Pressure switch 44 is also situated along second pneumatic line 32. Pressure switch 44 senses pressure within second pneumatic line 32, and activates motor 26 whenever pressure in second pneumatic line 32 falls below a threshold value selected to provide adequate airflow. Pressure switch 44 thus enables airflow-based actuation of texture sprayer system 10 by ensuring sufficient air pressure within second pneumatic line 32 that airflow is always possible. In particular, the threshold pressure below which pressure switch 44 activates motor 26 is at least high enough to produce airflow sufficient to trigger flow switch 42, should spray gun 14 be actuated to vent air by spraying or opening a prime valve (see below). Pressure switch 44 builds adequate pressure within second pneumatic line during startup of texture sprayer 10, and ensures adequate pressure despite minor airflow leakages caused by any imperfect seals.

In some embodiments motor 26 operates in a binary fashion such that it is either fully on or fully off, with no intermediate output setting. In some embodiments of texture sprayer 10, motor 26 may run only when activated by flow switch 42 or pressures switch, and not otherwise. Such embodiments advantageously minimize wear, noise, and energy consumption associated with prolonged running of motor 26 and air compressor 28. In some such embodiments flow switch 42 and/or pressure switch 44 may operate as electrical interrupts disposed in parallel between motor 26 and a power source (not shown) such as a generator, battery, supercapacitor, or external power source.

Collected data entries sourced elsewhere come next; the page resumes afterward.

PR #58, opened 2020-06-29
Brooke's Familiarizing Thread 🐈🧙‍♀️

expede:
I'm purely using this branch as a way to make notes and get familiar with the code. Also a good way to communicate async about why things are the way they are.

I want to clarify that most/many of these questions are asked humbly, and are not criticisms. Really just looking for clarity on design decisions long before potentially suggesting anything.

---

Current game plan:

* Break out multiple (abstract) interfaces
* Parse, don't validate
* ~~`async empty()` -> `constructor({...} = {})`~~
  * ~~Drop the async here, too~~
    * Yeah, need the `async` because key generation. Womp womp.
  * Rearrange AES keys to _not reference_ parent
    * Multiple options here, including passing them in as an explicit parameter, changing the keys, &c
* Abstractions
  * Likely tree operations, such as `walk`, `map`, and `fold`
  * Serialization, serialization functions (plural)
    * Break out as a _separate_ step
    * Render to plain JSON -- helpful for model testing
* Helpers
  * Why not write an `asyncReduce` or `reduce(fn, {async: true}, collection)`?
    * Underneath, it _is just a `for` loop_
* POSSIBLY
  * Fold `pretty` and `FLOOFS` into the same structure, recursively
  * Make the entire tree fully recursive, with each branch having an optional key?
    * Eh, probably not. Very flexible, but fewer invariants. Worth exploring, though.
    * Hmm, yeah. Actually we can have optional pointers from each abstract layer.
    * May not be able to enforce recursive encryption in types, though 🤔
  * Lazy building
    * This may cause more complexity than it solves. Why not just hydrate on pull?
      * I guess it could get large, but like... is that so bad? 10ks of objects I guess 🤔
      * These are isomorphic, so it does keep space under controkl
    * Should be able to `.toJSON` any inode to deterministically get a JSON cache representation
  * _Maybe_ drop the recursive index.json from the public side? It should be pretty small overall. Not sure though.

```haskell
-- Something like:

data FileSystem
  = Abstract Layer (Either Pretty Private)
  | PrivateLayer Private
```

Yes, actually something interesting in that direction:

```haskell
-- Term `Inode` comes from "index node" https://www.wikiwand.com/en/Inode
-- The following is modelled structurally rather than OO. YMMV.

data FileSystem
  | Root (Inode Public) (Inode Private) KeyExchange
  | Public (Inode Public)
  | Private (Inode Private)

data Inode a = Inode
  { meta    :: Metadata a
  , content :: Either RawFile { Text => Inode a }
  }

-- Abusing notation since this is a sketch. Would be a GADT or data family IRL.

data Metadata a = Metadata
  { bytes    :: Natural
  , event    :: Event
  , previous :: Inode a
  , special  :: a -- AES key, pretty CID, and whatnot
  }
```

```haskell
-- partially alternate design

data PublicInode = PublicInode
  { metadata :: Metadata
  , content  :: Either RawFile { Text => PublicInode }
  , direct   :: (FileContent, CID) -- recursive "pretty" path
  }

-- Now the two parts stack directly
```

---

Primitive operations:

* Network
  * Push
  * Pull
* Local
  * Read
  * Write
* Serialization
  * Serialize to IPLD
  * Parse from IPLD
  * Serialize to JSON
  * Parse to JSON
* Inode
  * Mutate Inode links
    * Add link
    * Remove link
    * Rename link
      * Property: same as remove and add updated
  * Query Inode -- actually probably a path transform would be the _primitive_, to call into
                -- or heck, `find` (a path selector)
    * Index (ls)
    * Show (cat)
    * Inspect (meta)
    * Get path segments (e.g. for building IPLD path or pretty URL)
  * Mutate Inode Metadata
    * Add
    * Remove
    * Update
  * Query Metadata
    * Read
  * File
    * Update content
    * Read raw

### DIFF
--- a/src/common/util.ts
+++ b/src/common/util.ts
@@ -56,4 +56,6 @@ export const asyncWaterfall = async <T>(val: T, operations: ((val: T) => Promise
     acc = await operations[i](acc)
   }
   return acc
+
+  // hmmm why not run this in parallel? Promise.all(operations)
 }
--- a/src/common/util.ts
+++ b/src/common/util.ts
@@ -57,5 +57,7 @@ export const asyncWaterfall = async <T>(val: T, operations: ((val: T) => Promise
   }
   return acc
 
-  // hmmm why not run this in parallel? Promise.all(operations)
+  // hmmm why not run this in parallel? Promise.all(operations.map(acc))
+  // Oooooh it's accumulating. Interesting. _Do_ these have a dependency between them?
+  // This function could be a bottleneck, but unsure
 }
--- a/src/common/util.ts
+++ b/src/common/util.ts
@@ -50,6 +50,7 @@ export const arrContains = <T>(arr: T[], val: T): boolean => {
 }
 
 export const asyncWaterfall = async <T>(val: T, operations: ((val: T) => Promise<T>)[]): Promise<T> => {
+  // Why not reduce?
   let acc = val
   for(let i=0; i<operations.length; i++){
     acc = await operations[i](acc)
--- a/src/fs/bare/file.ts
+++ b/src/fs/bare/file.ts
@@ -6,7 +6,7 @@ import BaseFile from '../base/file'
 export class BareFile extends BaseFile {
 
   static create(content: FileContent): BareFile {
-    return new BareFile(content) // why not `super`?
+    return new BareFile(content) // why not the constructor?
   }
 
   static async fromCID(cid: CID): Promise<BareFile> {
--- a/src/fs/bare/file.ts
+++ b/src/fs/bare/file.ts
@@ -6,12 +6,12 @@ import BaseFile from '../base/file'
 export class BareFile extends BaseFile {
 
   static create(content: FileContent): BareFile {
-    return new BareFile(content)
+    return new BareFile(content) // why not `super`?
   }
 
   static async fromCID(cid: CID): Promise<BareFile> {
     const content = await basic.getFile(cid, null)
-    return new BareFile(content)
+    return new BareFile(content) // why not `super`?
   }
 
   async put(): Promise<CID> {
--- a/src/fs/bare/tree.ts
+++ b/src/fs/bare/tree.ts
@@ -17,8 +17,9 @@ class BareTree extends BaseTree {
     this.links = links
   }
 
+  // why is this async? consistent interface? if so, maybe be explicit what we're implementing
   static async empty(): Promise<BareTree> {
-    return new BareTree({})
+    return new BareTree({}) // Why not just part of the constructor as a defautl value?
   }
 
   static async fromCID(cid: CID): Promise<BareTree> {
--- a/src/fs/filesystem.ts
+++ b/src/fs/filesystem.ts
@@ -10,6 +10,7 @@ import pathUtil from './path'
 import { asyncWaterfall } from '../common/util'
 
 
+// This is by far my favourite way of handling TS params
 type ConstructorParams = {
   root: Tree
   publicTree: HeaderTree
@@ -21,8 +22,8 @@ type ConstructorParams = {
 export class FileSystem {
 
   root: Tree
-  publicTree: HeaderTree
-  prettyTree: PublicTreeBare
+  publicTree: HeaderTree // Header? UPDATE: Oooh, a tree with headers. Gotcha.
+  prettyTree: PublicTreeBare // Bare sounds like it's an empty binary tree -- this is not!
   privateTree: HeaderTree
   syncHooks: Array<SyncHook>
 
--- a/src/fs/filesystem.ts
+++ b/src/fs/filesystem.ts
@@ -160,6 +160,7 @@ export class FileSystem {
     ]
   }
 
+  // Maybe rename to pushRemote or other familiar metaphor
   async sync(): Promise<CID> {
     // waterfall? Why not in parallel?
     this.root = await asyncWaterfall(this.root, [
--- a/src/fs/filesystem.ts
+++ b/src/fs/filesystem.ts
@@ -171,6 +171,7 @@ export class FileSystem {
 
     const cid = await this.root.put()
 
+    // What are we using these hooks for?
     this.syncHooks.forEach(hook => {
       hook(cid)
     })
@@ -179,6 +180,7 @@ export class FileSystem {
   }
 
   // Legit don't know what this means: synchronize vs synchronous
+  // I don't see us actually using the sync hooks anywhere?
   addSyncHook(hook: SyncHook): Array<SyncHook> {
     this.syncHooks = [...this.syncHooks, hook]
     return this.syncHooks
--- a/src/fs/filesystem.ts
+++ b/src/fs/filesystem.ts
@@ -81,6 +81,7 @@ export class FileSystem {
     })
   }
 
+  // Nice
   static async forUser(username: string, opts: FileSystemOptions = {}): Promise<FileSystem | null> {
     const cid = await dataRoot(username)
     return FileSystem.fromCID(cid, opts)
@@ -107,6 +108,7 @@ export class FileSystem {
     })
   }
 
+  // Not sure if this is in an interface (will look), but it should! Docs, dependencies, &c.
   async ls(path: string): Promise<Links> {
     return this.runOnTree(path, false, (tree, relPath) => {
       return tree.ls(relPath)
@@ -117,7 +119,7 @@ export class FileSystem {
     await this.runOnTree(path, true, (tree, relPath) => {
       return tree.mkdir(relPath)
     })
-    return this.sync()
+    return this.sync() // Not a huge fan of the term "sync". Had to think about it a few moments to realize that it wasn't "synchronous"
   }
 
   async add(path: string, content: FileContent): Promise<CID> {
@@ -150,6 +152,7 @@ export class FileSystem {
     const privateResult = await this.privateTree.putWithPins()
     const publicResult = await this.publicTree.putWithPins()
     const rootCID = await this.sync()
+    // Minor / inconsequential -- Can be rephrased with destructuring
     return [
       ...privateResult.pins,
       ...publicResult.pins,
@@ -158,6 +161,7 @@ export class FileSystem {
   }
 
   async sync(): Promise<CID> {
+    // waterfall? Why not in parallel?
     this.root = await asyncWaterfall(this.root, [
       (t: Tree): Promise<Tree> => t.addChild('public', this.publicTree),
       (t: Tree): Promise<Tree> => t.addChild('pretty', this.prettyTree),
@@ -173,6 +177,7 @@ export class FileSystem {
     return cid
   }
 
+  // Legit don't know what this means: synchronize vs synchronous
   addSyncHook(hook: SyncHook): Array<SyncHook> {
     this.syncHooks = [...this.syncHooks, hook]
     return this.syncHooks
@@ -192,6 +197,7 @@ export class FileSystem {
     const head = parts[0]
     const relPath = pathUtil.join(parts.slice(1))
 
+    // Why `a` not FileSystem? TS has subtyping. I easily could be missing something.
     let result: a
     let resultPretty: a
 
@@ -212,6 +218,7 @@ export class FileSystem {
         this.privateTree = result
       }
 
+      // NOTE TO SELF: pretty ~ reduction ~ view pattern
     } else if (head === 'pretty' && updateTree) {
       throw new Error("The pretty path is read only")
 
--- a/src/fs/link.ts
+++ b/src/fs/link.ts
@@ -10,6 +10,7 @@ export const toDAGLink = (link: BasicLink): DAGLink => {
   return new dagPB.DAGLink(name, size, cid)
 }
 
+// Consistent naming would be helpful -- fromUnixFSFile
 export const fromFSFile = (fsObj: UnixFSFile): Link => {
   const { name = '', cid, size, mtime, type } = fsObj
   return {
@@ -21,6 +22,7 @@ export const fromFSFile = (fsObj: UnixFSFile): Link => {
   }
 }
 
+// NodeMeta?
 export const fromNodeMap = (nodes: NodeMap): Links => {
   return mapObj(nodes, val => {
     const { name = '', cid, size, mtime, isFile } = val
@@ -28,6 +30,7 @@ export const fromNodeMap = (nodes: NodeMap): Links => {
   })
 }
 
+// Why not `new Link(...)`?
 export const make = (name: string, cid: string, isFile: boolean, size?: number): Link => {
   return {
     name,
@@ -38,6 +41,7 @@ export const make = (name: string, cid: string, isFile: boolean, size?: number):
   }
 }
 
+// Link.join([...])?
 export const arrToMap = (arr: Link[]): Links => {
   return arr.reduce((acc, cur) => {
     acc[cur.name] = cur
--- a/src/fs/path.ts
+++ b/src/fs/path.ts
@@ -1,7 +1,8 @@
 import { NonEmptyPath } from './types'
 
+// segments
 export const splitParts = (path: string): string[] => {
-  return path.split('/').filter(p => p.length > 0)
+  return path.split('/').filter(p => p.length > 0) // why not `p == ''`
 }
 
 export const join = (parts: string[]): string => {
@@ -25,7 +26,7 @@ export const takeHead = (path: string): HeadParts => {
 
 export const splitNonEmpty = (path: string): NonEmptyPath | null => {
   const parts = splitParts(path)
-  if (parts.length < 1) {
+  if (parts.length < 1) { // === 0?
     return null
   }
   return parts as NonEmptyPath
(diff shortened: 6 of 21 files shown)


src/common/util.ts
```diff
@@ -50,6 +50,7 @@ export const arrContains = <T>(arr: T[], val: T): boolean => {
 }
 
 export const asyncWaterfall = async <T>(val: T, operations: ((val: T) => Promise<T>)[]): Promise<T> => {
+  // Why not reduce?
```
expede, line 53: @dholms why the manual iteration here?

src/keystore/config.ts
```diff
@@ -4,6 +4,7 @@ import { KeyStore, CryptoSystem } from 'keystore-idb/types'
 const KEYSTORE_CFG = { type: CryptoSystem.RSA }
 
 
+// Is the keystore a singleton?
```
expede, line 7: This pattern is in a few places. Are we trying to explicitly limit the number of keystores?

src/common/util.ts
dholms: the alternative is an `await/async` reduce. Totally possible, but I thought that this was clearer & also apparently more performant (https://stackoverflow.com/a/41243567)

dholms: it'd have to be `await/async` reduce which is possible, but I thought that this was clearer (and is apparently more performant: https://stackoverflow.com/a/49198393)

src/fs/bare/file.ts
```diff
@@ -6,12 +6,12 @@ import BaseFile from '../base/file'
 export class BareFile extends BaseFile {
 
   static create(content: FileContent): BareFile {
-    return new BareFile(content)
+    return new BareFile(content) // why not `super`?
```
dholms: how do you mean?

src/fs/bare/tree.ts
```diff
@@ -17,8 +17,9 @@ class BareTree extends BaseTree {
     this.links = links
   }
 
+  // why is this async? consistent interface? if so, maybe be explicit what we're implementing
   static async empty(): Promise<BareTree> {
-    return new BareTree({})
+    return new BareTree({}) // Why not just part of the constructor as a defautl value?
```
dholms, line 22: Just for the consistent static interface between trees

src/fs/filesystem.ts
```diff
@@ -157,6 +161,7 @@ export class FileSystem {
   }
 
   async sync(): Promise<CID> {
+    // waterfall? Why not in parallel?
     this.root = await asyncWaterfall(this.root, [
```
dholms, line 165: `addChild` returns an the updated tree. I don't think that we'd want to run these exact operations in parallel because they could get out of sync.
But I agree about the concern of a bottleneck. Instead we could either:
- `put` each child, and then manually update the links in the `Tree` all at once
- add a tree method for adding multiple children in parallel (which would essentially do the above^ but in the `Tree` implementation instead of here)

src/common/util.ts
expede: > this was clearer

Interesting. I find `reduce` to be much more descriptive of what's happening, since it's a more structured abstraction. `for` loops admit all kinds of control flow trickery not allowed in a `reduce`. To each their own 🤷‍♀️

> apparently more performant

I did some further digging. The performance improvement is from not needing to call `await` on the accumulator (because it's an argument marked by `async`). This should be negligible because the network far outstrips the `await` resolution. Another fascinating edge case in the JS semantics!

src/fs/filesystem.ts
```diff
@@ -172,6 +177,7 @@ export class FileSystem {
     return cid
   }
 
+  // Legit don't know what this means: synchronize vs synchronous
```
dholms, line 180: synchronize

yeah I didn't realize the naming overlap here, I'm happy to change that up

src/fs/filesystem.ts
expede: > because they could get out of sync

How? Why would there be dependencies between these?

src/fs/filesystem.ts
```diff
@@ -191,6 +197,7 @@ export class FileSystem {
     const head = parts[0]
     const relPath = pathUtil.join(parts.slice(1))
 
+    // Why `a` not FileSystem? TS has subtyping. I easily could be missing something.
```
dholms, line 200: Methods return Trees, Files, CIDs, FileContent, etc.  This generic is just "whatever the method returns"

Note: I'm not very happy with this function, and it's getting more complex as the code grows. I'm definitely looking for ways to improve it

src/fs/link.ts
```diff
@@ -21,13 +22,15 @@ export const fromFSFile = (fsObj: UnixFSFile): Link => {
...
 
+// NodeMeta?
 export const fromNodeMap = (nodes: NodeMap): Links => {
   return mapObj(nodes, val => {
     const { name = '', cid, size, mtime, isFile } = val
     return { name, cid, size, mtime, isFile }
   })
 }
 
+// Why not `new Link(...)`?
```
dholms, line 33: I like it :+1:

src/fs/bare/file.ts
expede: > Outdated

Sorry, I had copy/pasted, and then changed it to

> return new BareFile(content) // why not the constructor?

src/fs/path.ts
```diff
@@ -1,7 +1,8 @@
 import { NonEmptyPath } from './types'
 
+// segments
 export const splitParts = (path: string): string[] => {
-  return path.split('/').filter(p => p.length > 0)
+  return path.split('/').filter(p => p.length > 0) // why not `p == ''`
```
dholms, line 5: either is fine!

src/fs/bare/tree.ts
expede: Looking at the other instances, we may be able to fold all of these into a constructor with named (object) arguments. Need to explore a bit more first, but it's in the running.

src/fs/filesystem.ts
expede: Okay cool cool! Thanks 😄

src/keystore/config.ts
dholms: You only need one keystore for the sdk, and this lets you access that keystore from anywhere in the code without passing it around as a parameter to everything.

I don't like singletons very much (even tho I use them twice in the sdk :sweat_smile:), but it seemed like a good fit here. Open to alternatives!

src/common/util.ts
dholms: Yeah I generally agree on `reduce` being more descriptive & like it better. But with await/async, the accumulator being a promise & this for loop being super self contained, this just seemed like the less headachey way to do it

src/fs/v1/PublicTree.ts
```diff
@@ -28,6 +33,7 @@ export class PublicTree extends BaseTree implements HeaderTree {
     }
   }
 
+  // Wait wait... why async?
   static async empty (parentKey: Maybe<string>): Promise<HeaderTree> {
```
expede, line 37: @dholms I'm unclear why an empty tree would need to be a promise. I realize that different classes will have different representations, but in all cases we would know the CID in advance, and it should always return a consistent structure, no?

dholms: The `PrivateTree.empty` static method is async (because generating a new symm key through web crypto is async). So I made `PublicTree.empty` async as well so that the interface would be the same

src/fs/filesystem.ts
dholms: Let's say you add 2 files: `deeply/nested/file1` and `deeply/nested/file2` at the same time

You tell the root node to add both files, for each it recurses down to `deeply/nested` & adds the file, then recursively updates the nodes on the way back. You're going to end up splitting the tree because `file1` & `file2` aren't getting added to the same `nested` object, they're being added to 2 separate objects that both represent `nested`. 

You either need to update `nested` for both `file1` and `file2` in the same operation. Or you need to make sure that the operation that is adding `file2` to `nested` is aware that `nested` has been updated to include `file1`.

This could be fixed in the current implementation by adding an `addChildren` method that takes multiple children for adding children in parallel. Or by making `Tree`s more stateful so that each operation will be aware of the other one happening, altho we might run into some weird race conditions with something like this...

I think that the plan to serialize the FS to a list before adding it to the network work going to make this a lot simpler

expede: > at the same time

How would you even do that? Don't you need to call some kind of "add" on it twice?

I'm still unclear why you'd need this to be stateful at all. Each subtree is independent, even in your description above. You recurse through them recursively with a base case. They then build a new nested object. We should be able to blow away the entire structure and build a new one fresh if we need to, and get the same result, no?

expede: > I think that the plan to serialize the FS to a list before adding it to the network work going to make this a lot simpler

I'm very heavily leaning to not using a list for the public side, only the private one

src/fs/v1/PublicTree.ts
expede: Ooooh I see. Gotcha thanks 👍 That's annoying 😛

expede: From a quick search — it sounds like the JS convention for this is `init`. I like `empty` because of the monoidal implications, but it _is_ running a side effect in the browser. Anyhow, naming is hard, right?

src/fs/filesystem.ts
expede: > it recurses down to deeply/nested & adds the file

Actually, is this happening with structural recursion, or message passing? 👀

src/fs/filesystem.ts
```diff
@@ -165,13 +171,16 @@ export class FileSystem {
 
     const cid = await this.root.put()
 
+    // What are we using these hooks for?
     this.syncHooks.forEach(hook => {
```
expede, line 175: @dholms I don't actually see these used anywhere, aside from adding and removing them. Do we need this code?

src/fs/v1/PublicTree.ts
dholms: yup :stuck_out_tongue: 
I chose `empty` because it was making it clear that the file didn't have any children (in opposition to `fromCID` or `fromHeader` which is pulling some info from another source so it might have children). But I'm fine with `init` as well

src/fs/filesystem.ts
dholms: Yup for users to hook into. Steven uses sync hooks in drive

expede: Interesting. Any idea for what?

expede: Like, not sure if Drive should care if the files are coming off the network, right? Maybe something we can later clean up with a `Session` object?

src/fs/filesystem.ts
dholms: > How would you even do that?
by "at the same time", I meant "in parallel".

> I'm still unclear why you'd need this to be stateful at all. Each subtree is independent, even in your description above. 

The folder `/deeply/nested` is being touched by two separate operations though. So if they're running in parallel, they can't be treated independently since they're both altering the same directory

> You recurse through them recursively with a base case. They then build a new nested object. We should be able to blow away the entire structure and build a new one fresh if we need to, and get the same result, no?
The two `add` operations have to be aware of one another tho (for anything that is nested)
Either:
- `file1` and `file2` need to be added to node at the same time (this can be done sequentially in memory, but the `add` to the network would include both changes at the same time)
- or whatever function is adding `file2` to `deeply/nested` must be aware that `file1` was previously added to it.
Otherwise the tree will split and one function will think that `deeply/nested` is a dir that contains one file: `file1` and the other function will think that its a dir that contains one file: `file2`

Am I understanding your point correctly? It seems like what we're each saying isn't quite clicking :sweat_smile:

dholms: > I'm very heavily leaning to not using a list for the public side, only the private one. We can almost certainly get that simplicity by making the structure less stateful / more independent
ok cool :+1: I'm interested to hear why the change in the thought, cause last I remember, we were leaning towards keeping the implementations the same. But maybe this would be better to do over a different medium (Talk/Zoom)

dholms: > Actually, is this happening with structural recursion, or message passing?
ummm not quite sure the comparison here... I'm pretty sure it's using both, but I think I'm probably misunderstanding the question :sweat_smile:

expede: > The folder /deeply/nested is being touched by two separate operations though. So if they're running in parallel, they can't be treated independently since they're both altering the same directory

Maybe this will clarify my thinking / possibly an incorrect assumption? 👇

1. You can't touch two nodes at once, since the memory will get lock by the runtime. The main thread is also single threaded.
2. Why this would be a problem either with immutable structural recursion or mutation. In either case, the parent should get updated. It's not possible for them to happen at the same time, and the operations commute so you should get the same result running `f . g` or `g . f`. Given this property, you can run these operations concurrently, and get the same result.

expede:
NOTE TO SELF: base64URL libarry

src/fs/filesystem.ts
icidasset: Here's the sync hook that Drive uses:
```js
async function syncHook(cid) {
  // stores the root cid locally, used as a cache, among other things.
  // a time difference currently determines when to use cache, or when to use sdk.dataRoot("username")
  // (see below)
  app.ports.ipfsReplaceResolvedAddress.send({ cid })

  // lastFsOperation determines when to use cache or when to use sdk.dataRoot("username")
  // → used on app start
  localStorage.setItem("fissionDrive.lastFsOperation", Date.now().toString())

  // update the user's data root
  await sdk.updateDataRoot(cid, {
    apiEndpoint: endpoints.api
  })
}
```

So yeah, used for "caching" local-first strategy and setting the user's data root. I also figured some users may wanted to hook into this, in case they wanted to do other stuff with the root CID of the file system.

> Like, not sure if Drive should care if the files are coming off the network, right?

It shouldn't care no. Not sure what it has to do with this though, can you clarify?

expede: > So yeah, used for "caching" local-first strategy and setting the user's data root. 

I'm very confused then. Doesn't the user need to call `Fission.sync()` (or something)? They'll get a promise, and know when it's resolved, along with a bunch of inspect-able data. What am I missing?

> It shouldn't care no. Not sure what it has to do with this though, can you clarify?

I'm clearly still confused about the use case. My understanding is that there are hooks for when the CID gets pushed or pulled from the remote. Not sure why the user would need to hook into that,  it feels very leaky, and my intuition is telling me that there's a cleaner design. But again, I clearly don't understand the use case fully.

icidasset: > Doesn't the user need to call Fission.sync() (or something)?

No, the sync hooks are called automatically when something changes in the file system.
For example, you do `fs.add()` and then after that it'll call the sync hook for you.

> My understanding is that there are hooks for when the CID gets pushed or pulled from the remote.

Like explained above, that's not what sync hooks are for. As shown in my Drive sync-hook example, the user is currently in total control over the data-root updating (that's what you meant by "push-pull from the remote", right?)

src/keystore/config.ts
expede: I definitely get that this is convenient. Purely for exploration, would there be a problem with something like:

```ts
const {keystore, filesystem} = Fission.setup({...})
```

Where the filesystem also has a link to that keystore on setup. This is more flexible (say you want to load multiple filesystems, or keep two applications totally separate). But maybe the tradeoff for convenience is too high? Not sure, very much looking for your thoughts here.

src/fs/filesystem.ts
expede: > For example, you do fs.add() and then after that it'll call the sync hook for you.

This still feels very heavy and leaky. Lets do a call 😅

expede: From the call: 

* There probably aren't many other use cases for these hooks. Let's bake this in.
  * Debouncing and whatnot is likely going to get a lot easier when we have versioning
    * Because then we'll have Merkle proofs for which is the latest version
  * Default `add` probably should hit the server (so users don't forget)
    * Need to then either make a `addLocal` method, or add options `add(foo, {remote: false})`
      * My gut is telling me the config object
      * We're going to have ephemeral P2P updates and stuff, so _probably_ easier that way
      * Further thinking required, though
* Configuration (e.g. HTTP endpoint) is necessary
  * Either a Config object, or part of the `Fission.Session`

src/fs/path.ts
expede: > Specifically, the > and < and >= and <= operators all operate either on two numeric values, or two strings, preferring numeric values. That is, if one value is a number, then the other is treated as a number. If a non-number can't be cleanly converted to a number (that is, if it ends up as NaN), then the result of the comparison is undefined. (That's a little problematic, because undefined will look like false in the context of an if statement.)

It's an edge case, but `===` is probably preferred.

```
'4' > 0
true
```

TS will stop this, but downstream people can call the SDK untyped

expede:
Performance: as an experiment, I created 500k simple (but unique) objects on my laptop, and added them to an array via a loop. It took under a second.

dholms:
> Performance: as an experiment, I created 500k simple (but unique) objects on my laptop, and added them to an array via a loop. It took under a second.
to a local daemon or an in-browser daemon?

src/keystore/config.ts
dholms: :thinking: :thinking: Looking back at the ts-sdk, we really don't even use that singleton very much (especially in the filesystem, which is all symm keys). 

In that case would we still have the singleton? one-off methods such as `core.did()` need access to a canonical keystore for determining the user's public key

src/fs/path.ts
dholms: ahh gotta love JS...

ok yup that makes sense :+1:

In other embodiments, however, motor 26 can be activatable by additional means independent of flow switch 42 and pressures switch 44, such as via a manual switch or controller.

Flow switch 42 can also be used to engage or disengage pump 22 by actuating or deactivating cylinder 34 on first pneumatic line 30 by means of solenoid valve 38. Flow sensor 42 opens solenoid valve 38 when flow sensor 42 senses airflow through second pneumatic line 32, thereby pressurizing cylinder 34 (as discussed above) and driving rollers and pump hose of pump 20 into engagement. This method of operation for pump 22 prevents mere activation of pressure switch 44 from also starting pump 22. According to this method, a low pressure condition (e.g. during system startup or to overcome a leak) that necessitates activating motor 26 and air compressor 28 will not necessarily engage pump 22. This approach ensures that pump 22 runs only while air compressor 28 is active, and consequently avoids unnecessary pump operation and wear.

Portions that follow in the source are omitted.